While I'm respectful of an objective opinion and perspective .... Take my word for it, it's really bad writing.  It's the writer's own work, purposefully written badly.  And at times hysterical (or sad if you see yourself or your work reflected)

David Gordon Burke


----------



## shadowwalker (Aug 27, 2015)

They may "clearly state" at the very beginning of the book, or stuck in the Forward or Author's Notes - but I have yet to see one that has any 'reminders' of this in the rest of the book. And let's face it - a great many excellent authors truly believe if you don't do it their way, _you will fail_. As I noted earlier, we all see newbie writers coming in with the idea that there are actually rules they have to follow to get published - but those rules all depend on which how-to book they happened to pick up.

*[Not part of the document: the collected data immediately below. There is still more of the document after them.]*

PR #964, opened 2024-04-29
Fix v2ray-custom userLevel

fodhelper:
For policy section of v2rayNG we need to use a userLevel
i just exported an config from v2rayNG, it's default userlevel was 8 so i used 8 for default userLevel
image

### DIFF
--- a/app/subscription/v2ray.py
+++ b/app/subscription/v2ray.py
@@ -423,6 +423,7 @@ class V2rayJsonConfig(str):
         users["alterId"] = 0
         users["email"] = "https://gozargah.github.io/marzban/"
         users["security"] = "auto"
+        users["level"] = 8
         vnext["users"] = [users]
 
         return [vnext]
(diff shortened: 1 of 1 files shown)


M03ED:
I tried v2rayn and for vless it didn't use level , and for trojan use level 1

fodhelper:
Yes, i have exported a client config from v2rayN and it does not have it (even when statistics is enabled)
But in v2rayNG it does exist and level is 8 for all configs, it is used for Policy section when speed display is enabled from global settings

I wish there was separated template for v2rayNG and v2rayN, so i can disable logging for v2rayNG but keep it for v2rayN, and maybe some other changes

M03ED:
I test speed display enabled with level 8 but download and upload speed is 0

fodhelper:
Yes, that's because API inbound and settings is missing from v2rayNG exported config
So problem was not userLevel, but still Marzban must set same userLevel for all outbounds, or leave it to default 0 for trojan too

PR #969, opened 2024-05-03
Users auto-delete implemented.

Alirezaja1384:
TODO:
 - Send notifications


xmohammad1:
thats really good

Alirezaja1384:
Easier than expected :)

P.S. I didn't have time to test the notifications, but I don't see any reason for them not working.

M03ED:
thanks for this pr
first of all can you explain we have 3 migration here ? all of these can be one migration 
and for the next you are making new logger for just single job, marzban already have a logger , you can just use that

Alirezaja1384:
> first of all can you explain we have 3 migration here ? all of these can be one migration

Ok, I'm convinced. 3 is too much. I'll merge them :)

> and for the next you are making new logger for just single job, marzban already have a logger , you can just use that

I was in a hurry and didn't see it. thanks for your suggestion.

Alirezaja1384:
Sounds like I'm late to the party. I just merged the migrations :/

PR #993, opened 2024-05-18
regex fix

fodhelper:
In the freedom outbound, for fragment, you can set a single digit or a range
currently Marzban forces user to use a range, but i have changed it to accept single digit too


SaintShit:
thanks

PR #1019, opened 2024-05-29
fix: :bug: Disabled Clash Meta Flow for non-TLS configs

mahanmi:
non-TLS configs doesn't support flow and the config won't work if flow has been set so , i disabled it for non-TLS configs in clash-meta file (it was disabled for other clients)

### DIFF
--- a/app/utils/share.py
+++ b/app/utils/share.py
@@ -440,7 +440,7 @@ class ClashMetaConfiguration(ClashConfiguration):
         if inbound['protocol'] == 'vless':
             node['uuid'] = settings['id']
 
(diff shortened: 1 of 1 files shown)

How many books tell people they must write multiple drafts to get it right? How many books say one should just spew it all out and then revise? How many books tell people they must outline, must know the ending, must do This or That - and lo and behold there are successful authors who do NONE of those things. But if people read those books, they won't know that. They'll think they have to do what The Book says. And when they can't, they think they should quit because they're obviously not meant to be a writer. We have all seen this, time and time again.

There is value to these books - but not for someone just starting out. It's like handing a blueprint for a Colonial to someone who hasn't yet built a birdhouse.


----------



## Terry D (Aug 27, 2015)

shadowwalker said:


> There is value to these books - but not for someone just starting out. It's like handing a blueprint for a Colonial to someone who hasn't yet built a birdhouse.



I read most of the ones I have when I was just starting out and learned much from them. I have never read one which gave the impression that there is only one way to write. I also think you are not giving new writers credit for much intelligence. They will quickly find what advice works for them and what doesn't, they don't need protection.


----------



## Kyle R (Aug 27, 2015)

Dogmatic and misleading advice can come from many sources, including writerly forums. At the very least, instructional authors have taken the time to construct a persuasive argument for whatever it is they may be teaching, and this is the argument they always begin their books with. It's also the argument from which the reader can decide whether or not the book will helpful for them.

Yes, the approach you find in a book may not work for you, that's true. There is no one size that fits all.

In life, you have to find your own way. Sometimes this means eating a few bologna sandwiches before you discover that you prefer ham and swiss.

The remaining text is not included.